== Segment start ==
PR #356, opened 2015-10-14
Add support for CLI parsing.

wxsBSD:
This commit adds support for parsing the COM Runtime descriptor
directory entry, which is only the start of the rabbit hole. ;)

Ultimately this leads us to parsing the CLI MetaData streams, including
GUIDs and a convoluted table structure containing various information
relevant to the CLI.

In particular, here are the things we parse out:

```
+  declare_string("dotnet_version");
+  declare_string("dotnet_module_name");
+  begin_struct_array("dotnet_streams");
+    declare_string("name");
+    declare_integer("offset");
+    declare_integer("size");
+  end_struct_array("dotnet_streams");
+  declare_integer("number_of_dotnet_streams");
+  declare_string_array("dotnet_guids");
+  begin_struct_array("dotnet_resources");
+    declare_integer("offset");
+    declare_integer("length");
+    declare_string("name");
+  end_struct_array("dotnet_resources");
+  declare_integer("number_of_dotnet_resources");
+  begin_struct("dotnet_assembly");
+    begin_struct("version");
+      declare_integer("major");
+      declare_integer("minor");
+      declare_integer("build_number");
+      declare_integer("revision_number");
+    end_struct("version");
+    declare_string("name");
+    declare_string("culture");
+  end_struct("dotnet_assembly");
+  declare_string_array("dotnet_modulerefs");
+  declare_integer("number_of_dotnet_modulerefs");
```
== Segment end ==
What the task requires:
Exactly and only the lines from the line containing "relevant to the CLI." through the final line of the records above must be returned.

Result for this task:
relevant to the CLI.

In particular, here are the things we parse out:

```
+  declare_string("dotnet_version");
+  declare_string("dotnet_module_name");
+  begin_struct_array("dotnet_streams");
+    declare_string("name");
+    declare_integer("offset");
+    declare_integer("size");
+  end_struct_array("dotnet_streams");
+  declare_integer("number_of_dotnet_streams");
+  declare_string_array("dotnet_guids");
+  begin_struct_array("dotnet_resources");
+    declare_integer("offset");
+    declare_integer("length");
+    declare_string("name");
+  end_struct_array("dotnet_resources");
+  declare_integer("number_of_dotnet_resources");
+  begin_struct("dotnet_assembly");
+    begin_struct("version");
+      declare_integer("major");
+      declare_integer("minor");
+      declare_integer("build_number");
+      declare_integer("revision_number");
+    end_struct("version");
+    declare_string("name");
+    declare_string("culture");
+  end_struct("dotnet_assembly");
+  declare_string_array("dotnet_modulerefs");
+  declare_integer("number_of_dotnet_modulerefs");
```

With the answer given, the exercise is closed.